LOS ANGELES -- His beating stunned the nation, left Los Angeles smoldering and helped reshape race relations and police tactics. And in a quavering voice on national television, Rodney King pleaded for peace while the city burned.

But peace never quite came for King -- not after the fires died down, after two of the officers who broke his skull multiple times were punished, after Los Angeles and its flawed police department moved forward. His life, which ended yesterday at age 47 after he was pulled from the bottom of his swimming pool, was a continuous struggle.

The images of the black driver curled up on the ground while four white officers clubbed him more than 50 times with batons, became a symbol of police brutality in 1991. He was left with 11 skull fractures, a broken eye socket and facial nerve damage.

More than a year later, when the officers' acquittals touched off one of the most destructive race riots in history, his scarred face and soft-spoken question -- "Can we all get along?" -- spurred the nation to confront its difficult racial history.

But while Los Angeles race relations and the city's police department made strides forward, King kept coming before police and courts, struggling with alcohol addiction and arrests, periodically reappearing for a stint on "Celebrity Rehab" or a boxing match. He spent the last months of his life promoting a memoir titled "The Riot Within: From Rebellion to Redemption."

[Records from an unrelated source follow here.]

PR #1346, opened 2016-09-22
Fixed priority of sorting items of completion list for imports and type declaration. fixes #812

### LINKED ISSUE #812: Auto class import priority for global class
global (no package) classes should have higher priority then classes in packages:

image

For example, in the screenshot when I type `:Xml` FD will auto import neko.NativeXml.Xml for me which is not desired. I want the global Xml instead.

### LINKED ISSUE #821: [suggestion] autocompletion list, "up"-key wrap
It would be nice if you press the arrow "up" key when you are on top of the list, it would select to one at the bottom of the list. Now it just stops.

image

SlavaRa:


Neverbirth:
This doesn't have anything to do with #821.

SlavaRa:
sorry, #812

Neverbirth:
@elsassph @Meychi ?

SlavaRa:
@elsassph @Meychi guys, what you think about this PR?

Meychi:
@SlavaRa, this has conflicts now.

Neverbirth:
Now that I check this better, is it really good to use this sorting method only in the HandleAllClassesCompletion? I don't think so, because depending on the settings code may go another way (I don't remember right now the function name).

PR #1350, opened 2016-09-26
SourceControl intergrated blame

wise0704:
Added integrated support for "blame" feature. Currently only added support for git.

Support for other vcs plugins can be added by following the pattern used in Sources/Git/BlameCommand.

Example:
image

@Neverbirth

### DIFF
--- a/PluginCore/ScintillaNet/Events.cs
+++ b/PluginCore/ScintillaNet/Events.cs
@@ -19,8 +19,8 @@ namespace ScintillaNet
     public delegate void NeedShownHandler(ScintillaControl sender, int position, int length);
     public delegate void UserListSelectionHandler(ScintillaControl sender, int listType, string text);
     public delegate void URIDroppedHandler(ScintillaControl sender, string text);
-    public delegate void DwellStartHandler(ScintillaControl sender, int position);
-    public delegate void DwellEndHandler(ScintillaControl sender ,int position);
+    public delegate void DwellStartHandler(ScintillaControl sender, int position, int x, int y);
+    public delegate void DwellEndHandler(ScintillaControl sender ,int position, int x, int y);
     public delegate void HotSpotClickHandler(ScintillaControl sender, int modifiers, int position);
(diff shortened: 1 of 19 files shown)


wise0704:
needs localisation for strings here and there, but would do after all the reviews

Neverbirth:
Note that there is quite randomly some Win32 exception, but we don't know what is the cause yet. Anyway, I want to merge this during this week.

PluginCore/ScintillaNet/Events.cs
```diff
@@ -19,8 +19,8 @@ namespace ScintillaNet
     public delegate void NeedShownHandler(ScintillaControl sender, int position, int length);
     public delegate void UserListSelectionHandler(ScintillaControl sender, int listType, string text);
     public delegate void URIDroppedHandler(ScintillaControl sender, string text);
-    public delegate void DwellStartHandler(ScintillaControl sender, int position);
-    public delegate void DwellEndHandler(ScintillaControl sender ,int position);
+    public delegate void DwellStartHandler(ScintillaControl sender, int position, int x, int y);
```
Meychi: Can this break compability with older plugins using this?

Neverbirth: Sadly @wise0704 is busy again with personal stuff like university. I'll try to make tests covering that soon.

Neverbirth: After some long time I finally checked this... although I've been using this in my own build since this was done and never found any problem with other plugins.

I found the following during my tests:

- Using .NET 3.5 this is fully compatible for old plugins.
- Using .NET 4+ this would be compatible for old plugins targetting .NET 4+.
- Using .NET 4+ this would be compatible for old plugins targetting .NET 3.5.
- Using .NET 3.5 for PluginCore this would be incompatible for old plugins targetting .NET 4+ as the handler would take `y` as `position`. **This wouldn't happen anyway**

Neverbirth:
Ok, this one will get merged soon.

PR #1359, opened 2016-09-29
[HaxeContext] Fixed parsing of hxml when building classpath

SlavaRa:
I have a project with `hxml` platform and 2 build files:
build.hxml
```
libs.hxml
-cp src
-main Main
```

libs.hxml
```
-lib openfl
-lib lime
```
Project properties -> Configuration file: build.hxml
The editor does not display references to libs from libs.hxml in Project Panel and thus does not use libs for building classpathes

### DIFF
--- a/External/Plugins/HaXeContext/Context.cs
+++ b/External/Plugins/HaXeContext/Context.cs
@@ -389,39 +389,49 @@ namespace HaXeContext
                 if (Directory.Exists(extraCP)) AddPath(extraCP);
             }
             HaxeProject proj = PluginBase.CurrentProject as HaxeProject;
-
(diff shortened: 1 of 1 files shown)


Neverbirth:
From my side I think [this solution](https://github.com/fdorg/flashdevelop/pull/1339) is better. Cleaner, easier to understand, more efficient, and also a bit less error prone as this one for example assumes that the hxml file exists.

I like how the block regarding Flash libraries was moved tho.

SlavaRa:
I'll check your decision in the morning

SlavaRa:
Duplicate #1339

King was declared dead at a hospital after his fiancee called 911 at 5:25 a.m. to say she found him submerged in the pool at his home in Rialto.

No alcohol or drug paraphernalia were found near the pool and police said foul play wasn't suspected.

King's death was a grim ending to a saga that began 21 years earlier when he fled from police after he was stopped for speeding. The 25-year-old, on parole from a robbery conviction, had been drinking, which he said later led him to try to evade police.

On April 29, 1992, a nonblack jury in Simi Valley acquitted three of the officers on state charges in the beating; a mistrial was declared for a fourth. Violence erupted immediately, and over three days, killed 55 people, injured more than 2,000 and set swaths of Los Angeles aflame.

Officers Stacey Koon, Theodore Briseno, Timothy Wind and Laurence Powell were acquitted of state charges, but Koon and Powell were convicted of federal civil rights charges and were sentenced to more than two years in prison. King received a $3.8 million civil judgment; one of the jurors in the case, Cynthia Kelley, is his fiancee.